Monday 11 March 2013

Government set to pay EDF more than twice as much in subsidies as onshore wind?

Stories in the press would have us believe that EDF are about to clinch a deal under which they are paid about £96 per MWh for a 35 year contract for Hinkley C nuclear power station. If so they would be paid more than twice as much in subsidies as onshore windfarms even before EDF's demands for 'underwriting' their costs are taken into account. Onshore wind is set to be paid no more than around £80 over MWh for a 15 year contract under discussions on the 'strike price' to be paid for wind power under the 'contracts for differences' (CfD) arrangements. So, altogether, the nuclear power plant will receive a lot more than double the subsidy levels received by onshore wind power.

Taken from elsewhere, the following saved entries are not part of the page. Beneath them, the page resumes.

PR #495, opened 2021-04-02
Update styling of expand contract button in Introduction section of Family History

alextanlan:


ddp-workspace/projects/ddp-osteo/src/styles/family-history.scss
```diff
@@ -39,21 +39,39 @@
...
+            display: none;
+        }
+
+        > summary::before {
+            content: '+';
+            font-size: 30px;
+            position: relative;
+            top: 4px;
+            left: -10px;
+        }
```
MocanaAtBroad, line 69: I really need to brush up on my CSS!

MocanaAtBroad (dismissed):
That was quick! Looks good.
I am approving, but wonder if it would be possible to introduce a little bit of animation so opening is not so sudden?
I think we can reuse this in other stuff moving forward, so this not just about this little piece.

ddp-workspace/projects/ddp-osteo/src/styles/family-history.scss
alextanlan: Added a bit of animation there at f341478afe184ea858b17eb10be0a2e893e91d55

MocanaAtBroad (approved):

See: http://uk.reuters.com/article/2013/03/11/edf-britain-idUKL3N0C308520130311?rpc=401&feedType=RSS&feedName=mergersNews&rpc=401

And, fresh out on Wednesday 13th March, is a call from four previous Directors of Friends of the Earth for the National Audit Office to investigate the value for money of giving a contract to EDF for Hinkley C at the rumoured figure of close to £100 per MWh for a 30-40 year contract. See http://www.jonathonporritt.com/sites/default/files/users/PMNUKES2%20PRESS%20RELEASE%2013.3.13pdf_1.pdf and in more detail in a letter to the Prime Minister on http://www.jonathonporritt.com/sites/default/files/users/Letter%20to%20the%20Prime%20Minister%2013.3.13%20pdf_1.pdf

Meanwhile the Government is aiming to pay offshore wind schemes no more than £100 per MWh for just a 15 year contract. So even offshore wind will be getting no more than around half as much subsidies compared to nuclear power even before the subsidy of 'underwriting construction costs' is taken into account.

If EDF's terms are met this will blow a hole a mile wide in Ed Davey's repeated assertions that nuclear power will be paid no more subsidies than are available to other 'low carbon' energy sources. On March 7th Ed Davey said:

'The coalition agreement is clear – new nuclear will receive no levy, direct payment or market support for electricity supplied or capacity provided, unless similar support is also made available more widely to other types of generation. This is about creating a level playing field for all forms of generation, not subsidising nuclear' See
https://www.gov.uk/government/publications/response-to-change-org-petition-on-subsidies-for-nuclear-power

Where exactly is the level playing field or the parity in 'levy, direct payment or market support' if the Government meet EDF's demand?

In fact, though, whilst the media is full of propaganda from EDF, other reports suggest that Treasury is still holding the line at suggesting a strike price of £80 per MWh (for an unknown contract length), which would by coincidence or otherwise, happen to coincide to the headline strike price likely to be offered to onshore wind. So is this just a gesture before capitluation before EDF's demands or is this the Government position? A more nuanced interpretation is that in fact EDF has plenty of supporters within DECC but that the Treasury are the ones who hold the purse strings and will make any final decisions. Meanwhile the EU Transport and Energy Commissioner has been quoted in the Guardian diary as decribing EDF's demands for 35 or 40 year contracts as 'Soviet'.

Seenews reports on: http://www.itv.com/news/2013-03-11/will-they-or-wont-they-new-nuclear-hangs-in-the-balance/ and also the Guardian diary at www.guardian.co.uk/politics/2013/mar/11/hugh-muir-diary-francis-maude-dale

Of course the conclusion you can draw from the several years of experience of how the British media constantly soaks up nonsense propaganda from ther nuclear industry about how 'cheap' or 'essential'or 'green'  they are is that the nuclear industry is far, far, far better at public relations than they are at building cost effective and environmentally sustainable energy generation!

The people who should be getting a bit more lattitude in the subsidy game, and to whom extra resources should be diverted are the newer technologies such as tidal stream and wave power and ones that are fast reducing in cost like solar pv and offshore wind, not a bankrupt dirty dinosaur like nuclear power.

As a corrective to all this nonsense you can read a commentary on what is happening in Germany by Catherine Mitchell in http://projects.exeter.ac.uk/igov/new-thinking-blog-the-new-energy-system-is-winning-the-fight-for-the-future/. In Germany the universities are being enrolled to support this vision - as opposed to the UK where the universities have been encouraged to pursue a 'nuclear is cheap' fantasy.